[Stored items]
PR #754, opened 2026-02-26
add required resources to all resource types and eliminate ResourceGroup

rmudambi:
### Description

- *Category*: refactor
- *JIRA issue*: https://jira.ihme.washington.edu/browse/MIC-6839

### Changes and notes
- Add required resources to all Resource types
- Defer evaluation of required resources until the moment we create the resource graph
- Add lifecycle constraints on `ResourceManager.get_graph()` so that we can't create it before the resource requirements have been finalized
- Introduce new Resource called Initializer - this eliminates the need for ResourceGroups
- Build the resource dependency graph with Resource objects rather than ResourceGroups
- Renamed `add_resources()` to `add_resource()`, since we always add resources one at a time.
- Simplify `add_resource()` so that the only argument is the Resource itself
- Create `resource_type` property for Resources to simplify getting the right resource name when evaluating an `AttributePipeline`
- Remove the need to add AttributePipelines to the ResourceManager on post-setup. Now we can do it when it is created.
- Standardized type-hinting of required resources to be an `Iterable`. Previously it was a mix of `Iterable` and `Sequence`
- Repurposed ValueModifer's `get_modifier_name()` to get names of initializers as well.

### Testing
All existing tests pass


src/vivarium/framework/resource/resource.py
```diff
@@ -1,27 +1,38 @@
...
-        """The type of the resource."""
         self.name = name
         """The name of the resource."""
         self._component = component
         """The component that creates the resource. Can be None if not yet set."""
+        self._required_resources: list[str | Resource] = list(required_resources)
+        """The resources required to produce this resource."""
+
+    @property
+    def resource_type(self) -> str:
```
albrja, line 33: This seems like it is an abstract method.

albrja (approved):

src/vivarium/framework/resource/manager.py
```diff
@@ -79,56 +73,44 @@ def setup(self, builder: Builder) -> None:
...
         )
-        builder.event.register_listener(lifecycle_states.POST_SETUP, self.on_post_setup)
         builder.lifecycle.add_constraint(
-            self.add_resources,
+            self.add_resource,
             allow_during=[lifecycle_states.SETUP, lifecycle_states.POST_SETUP],
         )
+        builder.lifecycle.add_constraint(
+            self.add_private_columns,
+            allow_during=[lifecycle_states.SETUP, lifecycle_states.POST_SETUP],
```
stevebachmeier: should we only limit to on setup?

src/vivarium/framework/resource/resource.py
```diff
@@ -37,23 +48,84 @@ def resource_id(self) -> str:
...
+
+
+class Initializer(Resource):
+    """A resource representing a method for initializing simulant state."""
 
-class NullResource(Resource):
-    """A node in the dependency graph that does not produce any resources."""
+    def __init__(
+        self,
+        index: int,
```
stevebachmeier: nit: maybe initializer_index? Just b/c my brain short-circuited thinking it was the population index

stevebachmeier (approved):

patricktnast (approved):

§ WHAT TO DO
The data above is to be returned exactly, with nothing altered.

§ OUTPUT OF THE TASK
PR #754, opened 2026-02-26
add required resources to all resource types and eliminate ResourceGroup

rmudambi:
### Description

- *Category*: refactor
- *JIRA issue*: https://jira.ihme.washington.edu/browse/MIC-6839

### Changes and notes
- Add required resources to all Resource types
- Defer evaluation of required resources until the moment we create the resource graph
- Add lifecycle constraints on `ResourceManager.get_graph()` so that we can't create it before the resource requirements have been finalized
- Introduce new Resource called Initializer - this eliminates the need for ResourceGroups
- Build the resource dependency graph with Resource objects rather than ResourceGroups
- Renamed `add_resources()` to `add_resource()`, since we always add resources one at a time.
- Simplify `add_resource()` so that the only argument is the Resource itself
- Create `resource_type` property for Resources to simplify getting the right resource name when evaluating an `AttributePipeline`
- Remove the need to add AttributePipelines to the ResourceManager on post-setup. Now we can do it when it is created.
- Standardized type-hinting of required resources to be an `Iterable`. Previously it was a mix of `Iterable` and `Sequence`
- Repurposed ValueModifer's `get_modifier_name()` to get names of initializers as well.

### Testing
All existing tests pass


src/vivarium/framework/resource/resource.py
```diff
@@ -1,27 +1,38 @@
...
-        """The type of the resource."""
         self.name = name
         """The name of the resource."""
         self._component = component
         """The component that creates the resource. Can be None if not yet set."""
+        self._required_resources: list[str | Resource] = list(required_resources)
+        """The resources required to produce this resource."""
+
+    @property
+    def resource_type(self) -> str:
```
albrja, line 33: This seems like it is an abstract method.

albrja (approved):

src/vivarium/framework/resource/manager.py
```diff
@@ -79,56 +73,44 @@ def setup(self, builder: Builder) -> None:
...
         )
-        builder.event.register_listener(lifecycle_states.POST_SETUP, self.on_post_setup)
         builder.lifecycle.add_constraint(
-            self.add_resources,
+            self.add_resource,
             allow_during=[lifecycle_states.SETUP, lifecycle_states.POST_SETUP],
         )
+        builder.lifecycle.add_constraint(
+            self.add_private_columns,
+            allow_during=[lifecycle_states.SETUP, lifecycle_states.POST_SETUP],
```
stevebachmeier: should we only limit to on setup?

src/vivarium/framework/resource/resource.py
```diff
@@ -37,23 +48,84 @@ def resource_id(self) -> str:
...
+
+
+class Initializer(Resource):
+    """A resource representing a method for initializing simulant state."""
 
-class NullResource(Resource):
-    """A node in the dependency graph that does not produce any resources."""
+    def __init__(
+        self,
+        index: int,
```
stevebachmeier: nit: maybe initializer_index? Just b/c my brain short-circuited thinking it was the population index

stevebachmeier (approved):

patricktnast (approved):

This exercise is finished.